Now to Heather he made a little honk of assent, onk, onk, clearly a kind of yes, with a fixed look on his face that suggested he was not really sure what he was assenting to, but would find out in good time. Good-natured, perhaps; and yet one didn’t want to run into more than one of them when out alone. Somewhat like bears in that respect too. Bears were said to have been people in the old time, before Raven stuck their coats to them by mistake. Maybe the old ones were bears that hadn’t gotten the coats.

Heather spoke a mix of old one and human.-Thorn good, oop oop, go look for Loon. Then a series of clicks.

Click nodded.-Onk, he began, and then clicked away for a while.

Heather replied with more clicking sounds.

She turned to Thorn.-He’ll go with you and help. He knows you’re going north to the ice, to save Loon and the girl.

She clicked at Click, who smiled fearfully, Thorn felt, and then nodded once more.-Tank oo, he said, something he had learned when they healed him.

— No, thank you, Thorn said, and then, to Heather:-How do I say go?

— Hoosh, she said, with an outward flick of the hand.

Thorn nodded and tried it.
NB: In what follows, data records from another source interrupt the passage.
Issue #229, opened 2019-05-29
Protocol rules for assigning a specific function/purpose to keys


OR13:
Per the DID Spec: https://w3c-ccg.github.io/did-spec/#example-5-various-public-keys

Public Keys must have an `id` property.

Unfortunately, the examples like  `did:example:123456789abcdefghi#keys-2`, don't provide a clear method for a key holder to determine an `id` for the key in a clear way, and thus, in order to determine if a key is present often times the properties of the key must be compared... I suggest we be stricter in a way that helps wallet developers and users. 

I'm borrowing from a couple of projects here:

https://github.com/decentralized-identity/github-did/blob/master/packages/lib/src/v2/func/getPublicKeyFromDIDDoc.js

https://github.com/transmute-industries/did-wallet/blob/master/src/keyToKID.js

I propose that a sidetree public key have and id constructed as follows:

`did:example:123#kid=base64Url(sha256(
  "publicKeyPem" | 
  "publicKeyJwk" | 
  "publicKeyHex" | 
  "publicKeyBase64" | 
  "publicKeyBase58" | 
  "publicKeyMultibase"))`

This will also allow wallets / other systems to index key pairs by public key, which will then aid in signing operations with the correct key.

as a wallet system interacting with sidetree, you will be wanting to retrieve keys easily in constant time, and be able to distinguish between key types / (signature purposes), such a update / recovery.

csuwildcat:
Perhaps we can title this Issue differently, assuming this is squarely about how to mark a key for a certain use/role? I would suggest something like "Protocol rules for assigning a specific function/purpose to keys"

If this is the desire, my opinion is that we should add a property called `function` or `purpose` and recognize a set of values (for example: `update`, `signing`, `encryption`, `recovery`, etc.) that can be added to an array assigned to that property.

He looked Click in the eye.-Hoosh, he said, and waved to the north, over the Hill In the Middle. Then the pack’s word for it: skai. Possibly in this way he could teach the old one some more of the pack’s tongue.-Skai, hoosh, skai.

— Onk, Click said again. Then:-Food. With a wave up Hill In the Middle.

Thorn nodded.-Good idea. Go get food.

Click looked for reassurance at Heather, who clicked to him. He slipped away into the trees.

Thorn and Heather stood there waiting for his return.

Finally Click reappeared through the trees, the bundle over his shoulder bigger than before.

Suddenly Heather clutched Thorn’s arm.-You’d better come back. We need you.

— I know. I’ll come back.

— As soon as you can.

— It’ll be two months or not at all.

They shared a glance, and Heather let go of his arm.

— Hoosh, she said to Click.-Skai. Go with Thorn, do what he says.

The two men traveled fast. It was the fourth month, and the days were now longer than the nights, and getting longer fast. Suncups dimpled the snow on south-facing slopes. In the mornings the snow was so hard that they could almost run on it, and on the north-facing slopes they could slide down on their boot bottoms.

Around the black leads of open water in the river surfaces, it was obvious that many creatures had passed by. Every track on the snow had melted out to three times its original size, so that it looked like they passed through a country of giant animals.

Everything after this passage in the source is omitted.